The International Space Station is no longer the only place humans can live in orbit.
On November 29, 2022, the Shenzhou 15 mission launched from the Gobi Desert in China carrying three taikonauts – the Chinese word for astronauts. Six hours later, they reached their destination, the recently completed Chinese space station, called Tiangong, which means “heavenly palace” in Mandarin. The three taikonauts replaced the existing crew who helped wrap up the build. With this successful mission, China became the third country to operate a permanent space station.
China’s space station is an achievement that solidifies the country’s position alongside the United States and Russia as one of the world’s top three space powers. As scholars of space law and space policy who lead the Space Governance Program at Indiana University’s Ostrom Workshop, we have followed the development of China’s space station with interest.
Unlike the US-led Collaborative International Space Station, Tiangong is built and operated entirely by China. The successful opening of the station is the beginning of an exciting science. But the station also highlights the country’s policy of self-reliance and is an important step for China towards achieving broader space ambitions in a changing landscape of power dynamics in space.
Capabilities of a Chinese station
The Tiangong Space Station is the culmination of three decades of work on China’s manned space program. The station is 180 feet (55 meters) long and is made up of three modules that were launched separately and connected in space. These include a central module where a maximum of six taikonauts can live and two experiment modules for a total of 3,884 cubic feet (110 cubic meters) of space, about one-fifth the size of the International Space Station. . The station also has an external robotic arm, which can support activities and experiments outside the station, and three docking ports for supply vehicles and manned spacecraft.
Like aircraft carriers and other Chinese spacecraft, Tiangong is based on a Soviet-era design – it’s roughly a copy of the Soviet Mir space station from the 1980s. But Tiangong railway station has been heavily modernized and improved.
China’s space station is expected to stay in orbit for 15 years, with plans to send two six-month crewed missions and two cargo missions there a year. Scientific experiments have already begun, with a planned study involving the breeding of monkeys beginning in the station’s biological test cabinets. Whether the monkeys cooperate is another matter altogether.
Science and a springboard
The main function of Tiangong Station is to research life in space. Particular emphasis is placed on learning about the growth and development of different types of plants, animals and microorganisms, and more than 1,000 experiments are planned for the next 10 years.
Tiangong is strictly made and managed by China, but China openly invites other countries to collaborate on experiments aboard Tiangong. So far, nine projects from 17 countries have been selected.
Although the new station is small compared to the International Space Station’s 16 modules, Tiangong and the science performed on board will help support China’s future space missions. In December 2023, China plans to launch a new space telescope called Xuntian. This telescope will map stars and supermassive black holes among other projects with roughly the same resolution as the Hubble Space Telescope but with a wider view. The telescope will periodically dock with the station for maintenance.
China also plans to launch several missions to Mars and nearby comets and asteroids in a bid to bring samples back to Earth. And perhaps most notably, China has announced its intention to build a joint moon base with Russia – although no timetable for this mission has been set.
A new era in space is unfolding.

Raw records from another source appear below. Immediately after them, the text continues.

PR #6237, opened 2025-06-14
Do not run tests when code coverage analysis is requested but code coverage data cannot be collected

### LINKED ISSUE #6233: Restart PHP process when code coverage data collection/processing is requested, Xdebug is loaded, but its mode is wrong
when I run `vendor/bin/phpunit --coverage-html coverage_report` phpunit is running and happily is working thru the test-suite, while after waiting for minutes for its completion it reports:

```
There was 1 PHPUnit test runner warning:

1) XDEBUG_MODE=coverage (environment variable) or xdebug.mode=coverage (PHP configuration setting) has to be set
```

when the xdebug extension is already loaded, but in the wrong mode, couldn't [phpunit restart itself with a proper `XDEBUG_MODE=coverage`](https://github.com/composer/xdebug-handler) set, so I don't need to wait for the whole testsuite to finish and re-run it manually?

this would be useful, as I usually have xdebug loaded in debugging mode

staabm:
doing a process restart and persisting all possible cli args etc, while not just re-using composer/xdebug-handler and re-implementing everything is not a useful way and requires lots of code we would need to maintain.

therefore I figured I would just make sure that phpunit exits early instead of running all tests, when the coverage driver cannot be activated

closes https://github.com/sebastianbergmann/phpunit/issues/6233

### DIFF
--- a/src/Runner/CodeCoverageInitializationStatus.php
+++ b/src/Runner/CodeCoverageInitializationStatus.php
@@ -1,0 +1,17 @@
+<?php declare(strict_types=1);
+/*
+ * This file is part of PHPUnit.
+ *
+ * (c) Sebastian Bergmann <sebastian@phpunit.de>
+ *
+ * For the full copyright and license information, please view the LICENSE
+ * file that was distributed with this source code.
+ */
+namespace PHPUnit\Runner;
+
+enum CodeCoverageInitializationStatus
+{
+    case NOT_REQUESTED;
+    case SUCCESSFULLY;
+    case FAILED;
+}
--- a/tests/end-to-end/cli/coverage/coverage-no-tests-when-wrong-xdebug-mode.phpt
+++ b/tests/end-to-end/cli/coverage/coverage-no-tests-when-wrong-xdebug-mode.phpt
@@ -1,0 +1,30 @@
+--TEST--
+Don't run tests when wrong xdebug mode is set
+--SKIPIF--
+<?php declare(strict_types=1);
+if (!extension_loaded('xdebug')) {
+    print 'skip: Extension xdebug must be loaded.';
+}
+--ENV--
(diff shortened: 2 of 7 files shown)


tests/end-to-end/cli/coverage/coverage-no-tests-when-wrong-xdebug-mode.phpt
```diff
@@ -0,0 +1,30 @@
...
+PHPUnit %s by Sebastian Bergmann and contributors.
+
+Runtime: %s
+Configuration: %s
+
+There was 1 PHPUnit test runner warning:
+
+1) XDEBUG_MODE=coverage (environment variable) or xdebug.mode=coverage (PHP configuration setting) has to be set
+
+No tests executed!
```
staabm: here we see we get the warning while no more tests are run -> immediate feedback

src/Runner/CodeCoverageInitializationStatus.php
```diff
@@ -0,0 +1,17 @@
...
+ * This file is part of PHPUnit.
+ *
+ * (c) Sebastian Bergmann <sebastian@phpunit.de>
+ *
+ * For the full copyright and license information, please view the LICENSE
+ * file that was distributed with this source code.
+ */
+namespace PHPUnit\Runner;
+
+enum CodeCoverageInitializationStatus
```
staabm, line 12:
```suggestion
/**
 * @internal This class is not covered by the backward compatibility promise for PHPUnit
 */
enum CodeCoverageInitializationStatus
```

?

staabm:
should be good to go

sebastianbergmann:
Merged manually, thanks.

staabm:
Thanks 🙏

PR #6238, opened 2025-06-15
Add missing `@no-named-arguments` annotations and ensure there won't be new missing ones anymore

kubawerlos:
This PR:
 - Updates "Run PHP-CS-Fixer" step in CI
 - Adds custom fixers to tools
 - Updates PHP CS Fixer config
 - Fix the codebase according to the new config (by adding missing `@no-named-arguments` annotations)


sebastianbergmann:
Thank you for your contribution. I appreciate the time you invested in preparing this pull request. However, I am reluctant to merge it as I am already not happy that I have to use Composer to install PHPStan in order to use PHPStan plugins and this introduces a similar approach for PHP-CS-Fixer.

kubawerlos:
> I am already not happy that I have to use Composer to install PHPStan

Is there something wrong with it? I thought (based on how PHPStan is installed and used on `main` branch) that the goal is to have all code in `tools`, so Composer is only needed to update tools and never to use them.

How would you like to have the tools installed then? With phive?

kubawerlos:
Anyway, I've finished this PR. Feel free to cherry-pick some commits (if any) and close it.

Let me know how I can help to automate PHPStan and PHP CS Fixer the way you want them to be.

Or maybe if there is no such plan yet, we could go with this PR up to `main` branch (as there are new files with missing `@no-named-arguments`) for now.

sebastianbergmann:
I am subscribed to https://github.com/PHP-CS-Fixer/PHP-CS-Fixer/pull/8906 and will update this project's configuration for PHP-CS-Fixer if/when `PhpdocTagNoNamedArgumentsFixer` is available in a stable release of PHP-CS-Fixer.

PR #6242, opened 2025-06-18
New attribute TestWithArray

sartor:
New attribute `TestWithArray` introduced.
More compact version of existing `TestWith` for many cases.

Example:
```php
    #[TestWithArray([
        'odd' => [1, true],
        'even' => [2, false],
    ])]
    public function testNumbers($number, $isOdd): void
    {
        $this->assertSame($isOdd, $number % 2 === 1);
    }
```


sebastianbergmann:

Instead of adding yet another mechanism for providing data to a test, I would rather deprecate (and later remove) `#[TestWith]` and `#[TestWithJson]`.

sartor:
Ok. But there will be no way of adHoc data provider, such convenient minimalist way without copy pasting.
No my tests looks like:
```php
#[DataProvider('userIsBlockedDataProvider')]
public function testUserIsBlocked(bool $filterValue, array $userRow, bool $expectedResult): void
...

#[DataProvider('ageDataProvider')]
public function testAge(array $filterValue, array $userRow, bool $expectedResult): void
...
    
#[DataProvider('sitesDataProvider')]
public function testSites(array $filterValue, array $userRow, bool $expectedResult): void
...
```

Is there other way to not repeat myself with same names in test method and dataProvider?

PR #6248, opened 2025-06-25
Verbose error if temp directory is not writable

dmitryuk:
If tmpfile returned `false` where is an error that not easy to understand:
```
There was 1 error:

1) Tests\Test::testExample
TypeError: stream_get_meta_data(): Argument #1 ($stream) must be of type resource, false given
``` 
The PR fixes it to:
```
There was 1 failure:

1) Tests\ExampleTest::testExample
Failed to create tmp file. Directory "/tmp" is not writable.
```

### DIFF
--- a/src/Framework/TestCase.php
+++ b/src/Framework/TestCase.php
@@ -50,6 +50,7 @@ use function sprintf;
 use function str_contains;
 use function stream_get_contents;
 use function stream_get_meta_data;
+use function sys_get_temp_dir;
 use function tmpfile;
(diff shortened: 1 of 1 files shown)


sebastianbergmann:
I am reluctant to merge this (or similar changes) because I do not think that a development tool should support restricted environments where the system's temporary directory is not writable.

dmitryuk:
ok

dmitryuk:
ok

PR #6250, opened 2025-06-26
Show more meaningful error when `testsuite` is missing `name` attribute

kubawerlos:


sebastianbergmann:
The schema for PHPUnit configuration files [requires](https://github.com/sebastianbergmann/phpunit/blob/11.5.24/phpunit.xsd#L253) that the `<testsuite>` element has the `name` attribute.

The XML configuration file loader [validates](https://github.com/sebastianbergmann/phpunit/blob/11.5.24/src/TextUI/Configuration/Xml/Loader.php#L118) the XML configuration file that is loaded against this schema.

However, the XML configuration file loader does not error out when the XML configuration file that is loaded has validation errors. This is because we want to load as much valid information from the XML configuration file as possible and inform about possible automated migrations etc. later.

I will use the regression test from this pull request, but I will implement a different solution.

Thank you!

PR #6255, opened 2025-06-30
Use pcov as coverage driver again

staabm:
reverts https://github.com/sebastianbergmann/phpunit/commit/6eb1bc9dec8f982a2bd014f1cd54b9814ecd1b96

as https://github.com/krakjoe/pcov/issues/59 was fixed in pcov and many [more improvements are currently in the making](https://github.com/krakjoe/pcov/commits/develop/), lets try to switch back to pcov (or at least uncover issues, which might get fixed as pcov is currently beeing worked on)

---

[support for property hooks](https://github.com/krakjoe/pcov/pull/121) was also recently implemented. the changes are not yet released though.

### DIFF
--- a/.github/workflows/ci.yaml
+++ b/.github/workflows/ci.yaml
@@ -211,7 +211,7 @@ jobs:
         uses: shivammathur/setup-php@v2
         with:
           php-version: 8.4
-          coverage: xdebug
+          coverage: pcov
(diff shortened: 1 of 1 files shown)


sebastianbergmann:
I would like to stick to Xdebug for every project of mine with one exception: [php-code-coverage](https://github.com/sebastianbergmann/php-code-coverage/actions/runs/15730378093). This is tested using both PCOV and Xdebug, because this is the library with code specific to code coverage drivers.

staabm:
I see, thanks for the info.

PR #6257, opened 2025-07-03
Allow named arguments with InvocationStubber::with()

### LINKED ISSUE #6163: `@no-named-arguments` leads to static analysis errors for variadic arguments
| Q                   | A
| PHPUnit version     | at least version 9

#### Summary

The `InvocationMocker` class is annotated with `@no-named-arguments` - as this is on a class-level, it also affects the `with()` function, that only has a single variadic argument.  This leads to static analysis issues.

#### Current behavior

When using PHPStan in a project where `with()` is used with an array (not a list), this may lead to a static analysis error (although the keys are ignored anyways):

     Method […]\InvocationMocker::willReturn() invoked with unpacked array with possibly string key, but it's not allowed because of @no-named-arguments.

#### How to reproduce

```php
$input = ['a' => 'foo', 'b' => 'bar'];

$mock->with(...$input); // invalid
$mock->with(...array_values($input)); // valid

$mock->willReturn(/* … */);
```

#### Expected behavior

Both cases are a valid usage, so I'd expect there would be no static analysis errors.

greg0ire:
`with()` uses a unique, variadic parameter, and there should be no static analysis issue when calling it with named arguments, because those will not refer to the parameters of that method, but to the parameters of the method specified when calling `method()`.

Fixes #6163

### DIFF
--- a/src/Framework/MockObject/Runtime/Interface/InvocationStubber.php
+++ b/src/Framework/MockObject/Runtime/Interface/InvocationStubber.php
@@ -14,12 +14,11 @@ use PHPUnit\Framework\MockObject\Runtime\PropertyHook;
 use PHPUnit\Framework\MockObject\Stub\Stub;
 use Throwable;
 
-/**
- * @no-named-arguments Parameter names are not covered by the backward compatibility promise for PHPUnit
- */
 interface InvocationStubber
 {
     /**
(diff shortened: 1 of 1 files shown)


sebastianbergmann:
Thank you!

sebastianbergmann:
I backported this to PHPUnit 11.5.

staabm:
Would be great to have a test for this, so we don't regress

Issue #6254, opened 2025-06-29
`defects,random`configuration is supported by implementation, but it is not allowed by the XML configuration file schema


staabm:
| Q                   | A
| --------------------| ---------------
| PHPUnit version     | 11.5.24
| PHP version         | 8.3.22
| Installation Method | Composer / PHAR

#### Summary

a execution order of "defects,random" seems to be a useful choice, as it combines a very fast feedback loop when re-running previously failed tests while it also allows random test order to harden tests against ordering problems

#### Current behavior

using a phpunit.xml like

```
<?xml version="1.0" encoding="UTF-8"?>
<phpunit xmlns:xsi="http://www.w3.org/2001/XMLSchema-instance"
         xsi:noNamespaceSchemaLocation="./vendor/phpunit/phpunit/phpunit.xsd"
         bootstrap="./vendor/autoload.php"
         colors="true"
         executionOrder="defects,random"
         failOnWarning="true"
         failOnRisky="true"
         requireCoverageMetadata="true"
         displayDetailsOnPhpunitDeprecations="true"
         displayDetailsOnTestsThatTriggerDeprecations="true"
         displayDetailsOnTestsThatTriggerWarnings="true"
         cacheDirectory="./build/cache/phpunit"
>
```

works like expected, but xml validation fails, since `defects,random` is not a valid combiation per XSD:
see https://github.com/sebastianbergmann/phpunit/blob/6c7855fff66d6e324d613d6a6f605801fb7c694b/phpunit.xsd#L117-L138

PHPStorm screenshot:

<img width="1077" alt="Image" src="https://github.com/user-attachments/assets/0ae89e66-e1f8-43a0-a837-bbd890dea5b0" />

#### How to reproduce

change phpunit.xml to 
`executionOrder="defects,random"`

#### Expected behavior

it should be a valid option to use `"defects,random"`

staabm:
hmm looking at it again, maybe it even does not order properly in this case and this might be more of a feature request.

sebastianbergmann:
Probably. To be honest, I do not know the test sorting functionality as well as I should. Every time I would like to look into it, something more important comes up. I would appreciate it if you could look into this. You know what you are doing :-), and you seem to be interested in this feature.

staabm:
I had a look into it and I think what I see in my testing is, that the order of data-provider tests is not ordered by defects.
[...]

PR #6258, opened 2025-07-04
Test defects,random executionOrder

staabm:
Refs https://github.com/sebastianbergmann/phpunit/issues/6254

### DIFF
--- a/phpunit.xsd
+++ b/phpunit.xsd
@@ -118,6 +118,7 @@
         <xs:restriction base="xs:string">
             <xs:enumeration value="default"/>
             <xs:enumeration value="defects"/>
+            <xs:enumeration value="defects,random"/>
             <xs:enumeration value="depends"/>
             <xs:enumeration value="depends,defects"/>
             <xs:enumeration value="depends,duration"/>
--- a/tests/unit/Runner/TestSuiteSorterTest.php
+++ b/tests/unit/Runner/TestSuiteSorterTest.php
@@ -503,6 +503,42 @@ final class TestSuiteSorterTest extends TestCase
         $this->assertSame($expectedOrder, $sorter->getExecutionOrder());
     }
 
+    public function testCanSetRandomizationWithDefectsFirst(): void
+    {
+        $cache = new DefaultResultCache;
+
+        $runState = [
+            'testOne'   => ['state' => TestStatus::success(), 'time' => 1],
+            'testTwo'   => ['state' => TestStatus::success(), 'time' => 1],
+            'testThree' => ['state' => TestStatus::error(), 'time' => 1],
+            'testFour'  => ['state' => TestStatus::success(), 'time' => 1],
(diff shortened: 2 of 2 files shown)


staabm:
the errored static analysis build is related to a recent update of `DeepCopy` - not the PR

phpunit.xsd
```diff
@@ -118,6 +118,7 @@
         <xs:restriction base="xs:string">
             <xs:enumeration value="default"/>
             <xs:enumeration value="defects"/>
+            <xs:enumeration value="defects,random"/>
```
staabm, line 121: since this order seems to be working as expected (as long as we don't take data-providers into account), it seems there is no need to not call this order as "supported".

fixing the data provider ordering is a separate problem, which also affects `defect` alone, without random ordering afterwards

tests/unit/Runner/TestSuiteSorterTest.php
```diff
@@ -503,6 +503,42 @@ public function testCanSetRandomizationWithASeed(): void
...
+        mt_srand(54321);
+        $sorter->reorderTestsInSuite($suite, TestSuiteSorter::ORDER_RANDOMIZED, false, TestSuiteSorter::ORDER_DEFECTS_FIRST);
+
+        $expectedOrder = [
+            MultiDependencyTest::class . '::testFive',
+            MultiDependencyTest::class . '::testThree',
+            MultiDependencyTest::class . '::testTwo',
+            MultiDependencyTest::class . '::testFour',
+            MultiDependencyTest::class . '::testOne',
+        ];
```
staabm, line 537: we can see in this test the we correctly order the defect tests before the succeeding ones (as long as no dataprovider is used). this behaviour was not tested, therefore I have added the test

sebastianbergmann:
> the errored static analysis build is related to a recent update of `DeepCopy` - not the PR

The static analysis does not fail for `main` (or any other branch) at the moment using `myclabs/deep-copy` at the version locked in `composer.lock`. What am I missing?

staabm:
The tool folder seems not locked 

See the composer install step https://github.com/sebastianbergmann/phpunit/actions/runs/16076919539/job/45374197952?pr=6258

sebastianbergmann:
> The tool folder seems not locked

Good catch!, but this has nothing to do with the `tools` folder. Somehow we used `composer update` instead of `composer install` for installing the dependencies in the static analysis CI job.

sebastianbergmann:
Please rebase so that you have 5a943ab4c2508f1317b12f891eac1395ab3c81a7. Thanks!

staabm:
> Somehow we used composer update instead of composer install for installing the dependencies in the static analysis CI job.

When no composer.lock exists running `composer install` effectively is an `composer update`

sebastianbergmann:
Cherry-picked into `10.5` and merged to `11.5`, `12.2`, and `main` from there. Thank you!

PR #6261, opened 2025-07-05
Fix order of tests which use data from data providers is not affected by test sorting

staabm:
closes https://github.com/sebastianbergmann/phpunit/issues/6259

Tiangong Station begins life just as the International Space Station, after more than 30 years in orbit, is set to be decommissioned by 2030.
The International Space Station is the classic example of the ideals of collaboration in space – even at the height of the Cold War, the United States and the Soviet Union came together to develop and launch the space station’s debut in early 1990s. In comparison, China and the United States have not been so jovial in their orbital relations.
In the 1990s, when China was still launching American satellites into orbit, concerns emerged that China was accidentally acquiring — or stealing — American technology. These concerns partly led to the Wolf Amendment, passed by Congress in 2011, which prohibits NASA from collaborating with China in any capacity. The Chinese space program was not mature enough to be part of the construction of the International Space Station in the 1990s and early 2000s. At the time when China had the capacity to contribute to the International Space Station, the Wolf amendment prevented it.
It remains to be seen how the map of space collaboration will evolve in the years to come. The US-led Artemis program, which aims to build a self-sustaining habitat on the Moon, is open to all nations, and 19 countries have joined as partners to date. China also recently opened up its joint moon mission with Russia to other countries. This is partly due to the cooling of Sino-Russian relations, but also due to the fact that due to the war in Ukraine, Sweden, France and the European Space Agency have canceled planned missions with Russia.
As tensions on Earth rise between China, Russia and the West, and some of these jockeys spill out into space, it remains to be seen how the dismantling of the International Space Station and the exploitation of Tiangong station will influence Sino-US relations.
An event like the famous handshake between American astronauts and Russian cosmonauts orbiting Earth in 1975 is a long way off, but collaboration between the United States and China could do much to calm tensions on and above of the earth.
Eytan Tepper, Visiting Assistant Professor of Spatial Governance, Indiana University and Scott Shackelford, professor of business law and ethics, Indiana University
This article is republished from The Conversation under a Creative Commons license. Read the original article.